PR #5043, opened 2026-04-21
Fix MG transfers for elements that need cell sizes

pbrubeck:
# Description
For zany elements that are mapped with a rescaling by `mesh.cell_sizes` (such as AWc and HZ), MG will trigger a compile error. This PR adds the missing support for `cell_sizes` in the MG transfer codegen.

### DIFF
--- a/firedrake/mg/interface.py
+++ b/firedrake/mg/interface.py
@@ -283,8 +283,14 @@ def inject(fine, coarse):
     return coarse
 
 
-def _topology_permutation(f, V):
-    """Permute the Function f with the same entity ordering as the FunctionSpace V."""
+def apply_entity_permutation(f, V):
+    """Permute the Function f with the same entity ordering as the FunctionSpace V.
+    
+    The multigrid transfer kernels require geometric quantities of the source mesh
+    to have the same entity ordering as the source Function being transfered.
+    We need to permute f if V is a RestrictedFunctionSpace, because the
+    geometric quantities will live on an unrestricted FunctionSpace.
+    """
     if V.boundary_set:
         W = V.reconstruct(element=f.function_space().ufl_element())
         f = Function(W).assign(f)
@@ -293,9 +299,9 @@ def _topology_permutation(f, V):
 
 def get_coordinates(V):
     """Return mesh coordinates with the same entity ordering as V."""
-    return _topology_permutation(V.mesh().coordinates, V)
+    return apply_entity_permutation(V.mesh().coordinates, V)
 
 
 def get_cell_sizes(V):
     """Return cell sizes with the same entity ordering as V."""
-    return _topology_permutation(V.mesh().cell_sizes, V)
+    return apply_entity_permutation(V.mesh().cell_sizes, V)
--- a/firedrake/mg/interface.py
+++ b/firedrake/mg/interface.py
@@ -285,7 +285,6 @@ def inject(fine, coarse):
 
 def apply_entity_permutation(f, V):
     """Permute the Function f with the same entity ordering as the FunctionSpace V.
-    
     The multigrid transfer kernels require geometric quantities of the source mesh
     to have the same entity ordering as the source Function being transfered.
     We need to permute f if V is a RestrictedFunctionSpace, because the
--- a/firedrake/mg/interface.py
+++ b/firedrake/mg/interface.py
@@ -285,6 +285,7 @@ def inject(fine, coarse):
 
 def apply_entity_permutation(f, V):
     """Permute the Function f with the same entity ordering as the FunctionSpace V.
+    
     The multigrid transfer kernels require geometric quantities of the source mesh
     to have the same entity ordering as the source Function being transfered.
     We need to permute f if V is a RestrictedFunctionSpace, because the
--- a/firedrake/mg/interface.py
+++ b/firedrake/mg/interface.py
@@ -79,21 +79,26 @@ def prolong(coarse, fine):
         fine_to_coarse = utils.fine_node_to_coarse_node_map(Vf, Vc)
         fine_to_coarse_coords = utils.fine_node_to_coarse_node_map(Vf, coarse_coords.function_space())
         kernel = kernels.prolong_kernel(coarse, Vf)
-
         # XXX: Should be able to figure out locations by pushing forward
         # reference cell node locations to physical space.
         # x = \sum_i c_i \phi_i(x_hat)
         node_locations = utils.physical_node_locations(Vf)
+        kernel_args = [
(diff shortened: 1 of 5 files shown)


firedrake/mg/interface.py
```diff
@@ -267,9 +283,19 @@ def inject(fine, coarse):
...
-def get_coordinates(V):
-    coords = V.mesh().coordinates
+def _topology_permutation(f, V):
+    """Permute the Function f with the same entity ordering as the FunctionSpace V."""
     if V.boundary_set:
-        W = V.reconstruct(element=coords.function_space().ufl_element())
-        coords = Function(W).interpolate(coords)
-    return coords
+        W = V.reconstruct(element=f.function_space().ufl_element())
+        f = Function(W).assign(f)
```
connorjward: Does assign DTRT for restricted function spaces? Also this function is very bizarre and deserves a better name and motivating comment.

connorjward (changes requested):
Mostly fine.

firedrake/mg/interface.py
pbrubeck: It does the right thing https://github.com/firedrakeproject/firedrake/pull/4890

firedrake/mg/interface.py
```diff
@@ -267,9 +283,19 @@ def inject(fine, coarse):
     return coarse
 
 
-def get_coordinates(V):
-    coords = V.mesh().coordinates
+def _topology_permutation(f, V):
+    """Permute the Function f with the same entity ordering as the FunctionSpace V."""
```
pbrubeck:
```suggestion
def apply_entity_permutation(f, V):
    """Permute the Function f with the same entity ordering as the FunctionSpace V.
    
    The multigrid transfer kernels require geometric quantities of the source mesh
    to have the same entity ordering as the source Function being transfered.
    We need to permute f if V is a RestrictedFunctionSpace, because the
    geometric quantities will live on an unrestricted FunctionSpace.
    """
```

firedrake/mg/interface.py
```diff
@@ -267,9 +283,19 @@ def inject(fine, coarse):
...
-        coords = Function(W).interpolate(coords)
-    return coords
+        W = V.reconstruct(element=f.function_space().ufl_element())
+        f = Function(W).assign(f)
+    return f
+
+
+def get_coordinates(V):
+    """Return mesh coordinates with the same entity ordering as V."""
+    return _topology_permutation(V.mesh().coordinates, V)
```
pbrubeck:
```suggestion
    return apply_entity_permutation(V.mesh().coordinates, V)
```

firedrake/mg/interface.py
```diff
@@ -267,9 +283,19 @@ def inject(fine, coarse):
...
+
+
+def get_cell_sizes(V):
+    """Return cell sizes with the same entity ordering as V."""
+    return _topology_permutation(V.mesh().cell_sizes, V)
```
pbrubeck:
```suggestion
    return apply_entity_permutation(V.mesh().cell_sizes, V)
```

firedrake/mg/interface.py
pbrubeck: Seems like this logic could be added to `utils.fine_node_to_coarse_node_map`. But this seems too involved and tangential to this PR.

firedrake/mg/interface.py
```diff
@@ -267,9 +283,25 @@ def inject(fine, coarse):
     return coarse
 
 
-def get_coordinates(V):
-    coords = V.mesh().coordinates
+def apply_entity_permutation(f, V):
+    """Permute the Function f with the same entity ordering as the FunctionSpace V.
+
```
pbrubeck:
```suggestion

```

firedrake/mg/interface.py
connorjward: This is confusing to me because it seems like we can have `apply_entity_permutation` with arbitrary `V`. Isn't it the case that `V` must always be `f.function_space().reconstruct(boundary_set=())`? In which case `V` shouldn't an argument and this function should be called `unrestrict(f)` or similar.

firedrake/mg/interface.py
```diff
@@ -267,9 +283,24 @@ def inject(fine, coarse):
     return coarse
 
 
-def get_coordinates(V):
-    coords = V.mesh().coordinates
+def apply_entity_permutation(f, V):
+    """Permute the Function f with the same entity ordering as the FunctionSpace V.
```
pbrubeck:
```suggestion
    """Permute the Function f with the same entity ordering as the FunctionSpace V.
    
```

firedrake/mg/interface.py
connorjward: This is confusing to me because it seems like we can have apply_entity_permutation with arbitrary `V`. Isn't it the case that `V` must always be `f.function_space().reconstruct(boundary_set=())`? In which case `V` shouldn't an argument and this function should be called `unrestrict(f)` or similar.

pbrubeck: It is the other way around. f lives on the unrestricted space and V is the restricted space.

pbrubeck: The problem is that reconstruct does not take `boundary_set` as kwarg

pbrubeck: And the reason is to do with mixed function spaces with different restrictions (a very common case)

connorjward: > The problem is that reconstruct does not take boundary_set as kwarg

OK. I think this will be sufficiently clear if the following changes are made:
1. Rename the function to `maybe_restrict_function(f, V)` or similar. I don't think the function has anything to do with entity permutations so that just causes a lot of confusion.
2. In the docstring make it clear that `f` and `V` are supposed to be compatible
3. Add an `assert f.function_space().ufl_element() == V.ufl_element()`

pbrubeck: I think we don't need this anymore. The RestrictedFunctionSpace + MG test seems to be working fine without reconstructing the coordinates on the RFS

connorjward: That's way better.

connorjward (dismissed):

firedrake/mg/kernels.py
```diff
@@ -18,6 +18,7 @@
 
 import ufl
 import tsfc
+import pyop2
```
pbrubeck: @connorjward how do I fix the unused import? We only need it for the type hint

pbrubeck: Okay, I just needed to remove this. I'll wait for docs CI and merge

—————

- [Task requirements] Give back precisely the lines above that start at the line containing "can have apply_entity_permutation" and end at the line containing "pbrubeck: @connorjward how", inclusive. No other lines belong in the output.

- [Task solution]
connorjward: This is confusing to me because it seems like we can have apply_entity_permutation with arbitrary `V`. Isn't it the case that `V` must always be `f.function_space().reconstruct(boundary_set=())`? In which case `V` shouldn't an argument and this function should be called `unrestrict(f)` or similar.

pbrubeck: It is the other way around. f lives on the unrestricted space and V is the restricted space.

pbrubeck: The problem is that reconstruct does not take `boundary_set` as kwarg

pbrubeck: And the reason is to do with mixed function spaces with different restrictions (a very common case)

connorjward: > The problem is that reconstruct does not take boundary_set as kwarg

OK. I think this will be sufficiently clear if the following changes are made:
1. Rename the function to `maybe_restrict_function(f, V)` or similar. I don't think the function has anything to do with entity permutations so that just causes a lot of confusion.
2. In the docstring make it clear that `f` and `V` are supposed to be compatible
3. Add an `assert f.function_space().ufl_element() == V.ufl_element()`

pbrubeck: I think we don't need this anymore. The RestrictedFunctionSpace + MG test seems to be working fine without reconstructing the coordinates on the RFS

connorjward: That's way better.

connorjward (dismissed):

firedrake/mg/kernels.py
```diff
@@ -18,6 +18,7 @@
 
 import ufl
 import tsfc
+import pyop2
```
pbrubeck: @connorjward how do I fix the unused import? We only need it for the type hint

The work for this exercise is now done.